1954 - Saidie Patterson: « Enterrer la hache de guerre ou enterrer les morts »

De Andrew Stallybrass

07/04/2021
Saidie Patterson

 

Lorsque Saidie Patterson, une syndicaliste d'Irlande du Nord, prend la parole à Caux en 1954, elle tient à souligner que le Réarmement Moral (aujourd'hui Initiatives et Changement) n'avait pas affaibli son esprit combatif. « Je pensais que c'était quelque chose qui vous ramollissait, et j'ai lutté contre cela pendant très, très longtemps. Mais croyez-moi, mes amis, j'ai découvert qu'il est beaucoup plus difficile d'aimer une personne que de la haïr ».

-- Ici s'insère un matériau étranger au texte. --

PR #932, opened 2022-10-24
add RESOURCE_LOCATIONS==module (for resmgr CLI)

bertsky:
Another glitch that went under the radar. It must be possible to choose `ocrd resmgr download -l module` (even if `module` may already be the default, but it should at least appear as a CLI option).


kba (approved):
Agreed that it makes sense for consistency's sake, but is it realistic? If a processor has `module` as the default, it might make sense to override that to install to one of the standard location. But when would you want it the other way around?

bertsky:
> but is it realistic? If a processor has `module` as the default, it might make sense to override that to install to one of the standard location. But when would you want it the other way around?

Cannot think of a case. But there is a third scenario: modules that do not have `module` as default, but you would still want to install new models into the `module` directory if possible (because you want all files to be in one place, or because there is a standalone use outside of OCR-D).

Issue #915, opened 2022-10-04
ocrd workspace remove: logging too noisy


bertsky:
A typical output of `ocrd workspace remove` looks like this:
```
today at 14:28:02Oct  4 12:28:01 ocrd-manager 12:28:01.985 WARNING ocrd.workspace.remove_file - File not locally available <OcrdFile fileGrp=FULLTEXT ID=FILE_0021_FULLTEXT, mimetype=text/xml, url=https://digital.slub-dresden.de/data/kitodo/LankDres_1760234508/LankDres_1760234508_ocr/00000021.xml, local_filename=---]/> 
today at 14:28:02Oct  4 12:28:01 ocrd-manager 12:28:01.989 INFO ocrd_models.ocrd_mets.remove_one_file - remove_one_file(<OcrdFile fileGrp=FULLTEXT ID=FILE_0021_FULLTEXT, mimetype=text/xml, url=https://digital.slub-dresden.de/data/kitodo/LankDres_1760234508/LankDres_1760234508_ocr/00000021.xml, local_filename=---]/> )
today at 14:28:02Oct  4 12:28:01 ocrd-manager 12:28:01.991 INFO ocrd_models.ocrd_mets.remove_one_file - Delete fptr element <Element {http://www.loc.gov/METS/}fptr at 0x7f3e566159c8> for page 'FILE_0021_FULLTEXT'
today at 14:28:02Oct  4 12:28:01 ocrd-manager 12:28:01.991 INFO ocrd.workspace.save_mets - Saving mets '/data/testdata-presentation/mets.xml'
```

(The same repeats for _every_ file.) IMO that's way too much.

Suggestions:
- suppress the non-download warning when using `--force` anyway
- downgrade the two ocrd_models.ocrd_mets.remove_one_file messages to loglevel DEBUG
- downgrade the ocrd.workspace.save_mets message to loglevel DEBUG

kba:
> suppress the non-download warning when using --force anyway

+1

> downgrade the two ocrd_models.ocrd_mets.remove_one_file messages to loglevel DEBUG

+1

> downgrade the ocrd.workspace.save_mets message to loglevel DEBUG

Also +1

PR #933, opened 2022-10-25
resmgr list-installed: downgrade log msg to debug

bertsky:
another one


kba (approved):

bertsky:
Your commit msg references the wrong issue IINM, it should be #915

kba:
> Your commit msg references the wrong issue IINM, it should be #915

Thanks for spotting, force-pushing.

PR #939, opened 2022-10-27
cli.resmgr: allow missing content-length

### LINKED ISSUE #924: resmgr download fails if server does not provide content-length
https://github.com/OCR-D/core/blob/71d295ac1fccbeb4164e230bd584e1920b9ab3c8/ocrd/ocrd/cli/resmgr.py#L132

This fails with [main.tar.gz](https://github.com/OCR-D/ocrd_tesserocr/blob/0427f6f31070bdc782a27e71cd6ac88142da9924/ocrd_tesserocr/ocrd-tool.json#L282-L289) in ocrd-tesserocr-recognize.

(In this case, the `size` is already known by the registered resource, but it should even work without that. So we have a bug and another one behind it.)

bertsky:
fixes #924


kba (approved):

kba:
Thanks, the `Content-Length` request is unnecessary in almost all cases.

A 14 ans Saidie est devenue soutien de famille, s'occupant de ses sept frères et sœurs et de son beau-père invalide après que sa mère soit morte en couches parce qu'ils n'avaient pas les moyens de payer le médecin. Elle a travaillé dans une usine de lin et, en 1940, a pris la tête d'une grève pour réclamer la syndicalisation complète des employées. Deux ans après ce discours à Caux, elle est devenue la première femme à présider le parti travailliste d'Irlande du Nord.

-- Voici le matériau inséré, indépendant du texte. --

Issue #922, opened 2022-10-12
ocrd workspace bulk-add: auto fileid should include filegrp


bertsky:
The normal convention for new file IDs in OCR-D is (due to `make_file_id` implementation) the pattern `grp + '_' + page`. But the current bulk-add behaviour automatically assigns `file_id` based on the input pattern directly:

https://github.com/OCR-D/core/blob/71d295ac1fccbeb4164e230bd584e1920b9ab3c8/ocrd/ocrd/cli/workspace.py#L304-L305

Not only does this usually omit the fileGrp, it also needlessly restricts IDs to only use _ASCII_ letters (where in fact all _Unicode_ letters should be allowed).

Also, in case the `file_path` is distinct from `src_path` (i.e. if the input expression is not a filename glob but a complex pattern), I believe the ID should be taken from the latter.

(The same is true for auto MIME type BTW.)

bertsky:
Luckily, (and surprisingly,) this seems to be the only usage of `safe_filename` to date. But IMO that function should be fixed first (by allowing alle Unicode codepoints from the letter class).

bertsky:
Fixed by #943

PR #943, opened 2022-11-02
bulk-add: Improve deriving file_id from other fields

kba:
As raised in #922, if `--file-id` is not provided explicitly, `bulk-add` derived it from the `safe_filename(file_path)` and this had three problems:

* `safe_filename` allowed only a subset of ASCII, now all Unicode letters and digits
* `file_id` was derived from `file_path` even when the "file_path" was actually CSV data. Now it either derives it from `file_path` if it is an actual filepath or from the `srcpath` if not. 
* Derived `file_id` did not follow the convention of starting with the `file_grp`. It does now and also only uses the basename of either `file_path` or `srcpath`

### DIFF
--- a/ocrd/ocrd/cli/workspace.py
+++ b/ocrd/ocrd/cli/workspace.py
@@ -332,7 +332,7 @@ def workspace_cli_bulk_add(ctx, regex, mimetype, page_id, file_id, url, file_grp
 
         # derive --file-id from filename if not --file-id not explicitly set
         if not file_id:
-            id_field = srcpath.name if file_path != srcpath else file_path.name
+            id_field = srcpath.stem if file_path != srcpath else file_path.stem
             file_dict['file_id'] = safe_filename('%s_%s' % (file_dict['file_grp'], id_field))
         if not mimetype:
             try:
--- a/ocrd/ocrd/cli/workspace.py
+++ b/ocrd/ocrd/cli/workspace.py
@@ -304,13 +304,6 @@ def workspace_cli_bulk_add(ctx, regex, mimetype, page_id, file_id, url, file_grp
         # set up file info
         file_dict = {'url': url, 'mimetype': mimetype, 'file_id': file_id, 'page_id': page_id, 'file_grp': file_grp}
 
-        # guess mime type
-        if not file_dict['mimetype']:
-            try:
-                file_dict['mimetype'] = EXT_TO_MIME[file_path.suffix]
-            except KeyError:
-                log.error("Cannot guess mimetype from extension '%s' for '%s'. Set --mimetype explicitly" % (file_path.suffix, file_path))
-
         # Flag to track whether 'url' should be 'src'
         url_is_src = False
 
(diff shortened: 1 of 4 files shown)


ocrd/ocrd/cli/workspace.py
```diff
@@ -323,6 +320,10 @@ def workspace_cli_bulk_add(ctx, regex, mimetype, page_id, file_id, url, file_grp
                 if param_name == 'url':
                     url_is_src = True
                     continue
+                elif param_name == 'file_id':
+                    # XXX file_id might be unset so we derive it once the other
+                    # replacements have happened
```
bertsky, line 325: We forgot to do the same for `--mimetype`. It is currently auto-filled above based on `file_path.suffix`, which is wrong. It should be `srcpath.suffix` below.

```suggestion
                elif param_name in ['mimetype', 'file_id']:
                    # auto-filled below once the other
                    # replacements have happened
```

ocrd/ocrd/cli/workspace.py
```diff
@@ -301,11 +301,8 @@ def workspace_cli_bulk_add(ctx, regex, mimetype, page_id, file_id, url, file_grp
...
 
-        # derive --file-id from filename if not --file-id not explicitly set
-        file_id_ = file_id or safe_filename(str(file_path))
-
         # set up file info
-        file_dict = {'url': url, 'mimetype': mimetype, 'file_id': file_id_, 'page_id': page_id, 'file_grp': file_grp}
+        file_dict = {'url': url, 'mimetype': mimetype, 'file_id': file_id, 'page_id': page_id, 'file_grp': file_grp}
 
         # guess mime type
         if not file_dict['mimetype']:
```
bertsky, line 308: Should be deleted here (see below).

ocrd/ocrd/cli/workspace.py
```diff
@@ -336,6 +337,11 @@ def workspace_cli_bulk_add(ctx, regex, mimetype, page_id, file_id, url, file_grp
         else:
             srcpath = file_path
 
+        # derive --file-id from filename if not --file-id not explicitly set
+        if not file_id:
+            id_field = srcpath.name if file_path != srcpath else file_path.name
+            file_dict['file_id'] = safe_filename('%s_%s' % (file_dict['file_grp'], id_field))
+
```
bertsky, line 344:
```suggestion
        if not mimetype:
            try:
                file_dict['mimetype'] = EXT_TO_MIME[srcpath.suffix]
            except KeyError:
                log.error("Cannot guess MIME type from extension '%s' for '%s'. Set --mimetype explicitly" % (srcpath.suffix, srcpath))

```

bertsky (changes requested):
We're nearly there, see suggestions.

Also: the help text for `--file-id` should get something like `If not provided, guess from filename`, too.

ocrd/ocrd/cli/workspace.py
```diff
@@ -336,6 +337,11 @@ def workspace_cli_bulk_add(ctx, regex, mimetype, page_id, file_id, url, file_grp
         else:
             srcpath = file_path
 
+        # derive --file-id from filename if not --file-id not explicitly set
+        if not file_id:
+            id_field = srcpath.name if file_path != srcpath else file_path.name
```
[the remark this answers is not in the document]
kba: Good point. So `.stem` rather than `.name`.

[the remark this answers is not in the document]
kba: a4a7ab3fb

ocrd/ocrd/cli/workspace.py
kba: 958a7f9a0

bertsky (approved):
Thanks!

bertsky:
> Also: the help text for `--file-id` should get something like `If not provided, guess from filename`, too.

That's on L221 BTW

kba:
> > Also: the help text for `--file-id` should get something like `If not provided, guess from filename`, too.
> 
> That's on L221 BTW

Added in 4de1cdc0b, thanks for being thorough!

Croyez-moi, j'ai découvert qu'il est beaucoup plus difficile d'aimer une personne que de la haïr.

Elle a déclaré à son auditoire de Caux qu'elle était en contact direct avec quelque 90 000 femmes par le biais du mouvement syndical et ouvrier. Elle a ensuite décrit une expérience qu'elle venait de vivre lors de la conférence. « L'autre jour, une personne m'a dit quelque chose qui m'a beaucoup fâchée. Vous savez comment les Britanniques ont parfois l'habitude de dire une chose juste, mais au mauvais moment ! Celui-là a eu de la chance de ne pas recevoir une taloche! » Mais, après un moment de réflexion solitaire elle s'est excusée de sa réaction. Après son départ de Caux, il était prévu qu'elle rencontre des membres du cabinet britannique. « Si j'étais incapable de m'excuser ici, je n'aurais eu aucune réponse à leur apporter à mon retour ».

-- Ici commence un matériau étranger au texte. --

PR #944, opened 2022-11-03
Cache functionality kba

kba:
@MehmedGIT These are for #875.

### DIFF
--- a/ocrd_models/ocrd_models/ocrd_mets.py
+++ b/ocrd_models/ocrd_models/ocrd_mets.py
@@ -105,18 +105,14 @@ class OcrdMets(OcrdXmlDocument):
         tree_root = self._tree.getroot()
 
         # Fill with files
-        el_fileGrp_list = tree_root.find(".//mets:fileSec", NS)
-        if el_fileGrp_list is None or len(el_fileGrp_list) == 0:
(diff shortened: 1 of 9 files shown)


ocrd_models/ocrd_models/ocrd_mets.py
```diff
@@ -210,8 +210,8 @@ def file_groups(self):
         """
 
         # WARNING: Actually we cannot return strings in place of elements!
```
MehmedGIT, line 212: As the warning warns, we cannot just return a list of strings and use it as a list of fileGrp memory objects. However, I am also a bit confused because all tests seem to pass successfully which was not the case when I first implemented the caching mechanism. It should rather throw an exception saying that the string object does not support a call of a fileGrp method.

ocrd_models/ocrd_models/ocrd_mets.py
```diff
@@ -210,8 +210,8 @@ def file_groups(self):
...
-        #if self._cache_flag:
-        #    return self._file_cache.keys()
+        if self._cache_flag:
+           return list(self._file_cache.keys())
```
MehmedGIT, line 214: This returns a list of the keys() of the `_file_cache` and the keys are of type `String` not of type `el_fileGrp`.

Une autre fois, prenant le thé au centre de conférence, elle s'est retrouvée à parler à qui voulait l'entendre du comportement des Américains en Irlande du Nord pendant la guerre. « Une fois de plus je critique les Américains et je découvre que les quatre dames avec lesquelles je prends le thé sont toutes américaines ! Puis elles me disent que tous leurs grands-parents étaient venus d'Irlande. Ils venaient donc en quelque sorte d'être exportés! Je n'ai jamais oublié cette leçon ».

 

Saidie Patterson plants a memorial Peace Cross for her great-nephewin Belfast in 1979. Photograph from the Bleakley Collection.
Saidie Patterson plante une Croix de la Paix commémorative pour
son petit-neveu, Belfast 1979 (photo: Bleakley Collection)

 

Saidie avait récemment pris la parole lors d'une conférence du parti travailliste où elle avait été choquée par la haine exprimée contre l'Allemagne et les Allemands. Elle avait raconté comment elle avait été invitée à se rendre en Allemagne avec le Réarmement Moral en 1950. « Je ne voulais pas y aller. Ma propre maison avait été détruite. Un de mes neveux avait été tué le jour de son 21e anniversaire et j'avais un énorme ressentiment dans mon cœur ; mais mes amis m'ont dit que le ressentiment n'allait pas aider à reconstruire une nouvelle Allemagne. Là-bas, j'ai rencontré beaucoup de femmes dans des situations semblables à la mienne. L'une d'elles avait été placée dans un camp de concentration pour ses convictions syndicales et ses deux fils avaient été tués par les Britanniques. J'ai raconté cette histoire à la conférence et je leur ai dit : Il vous faut plus qu'une arme à la main. Il vous faut une idée ».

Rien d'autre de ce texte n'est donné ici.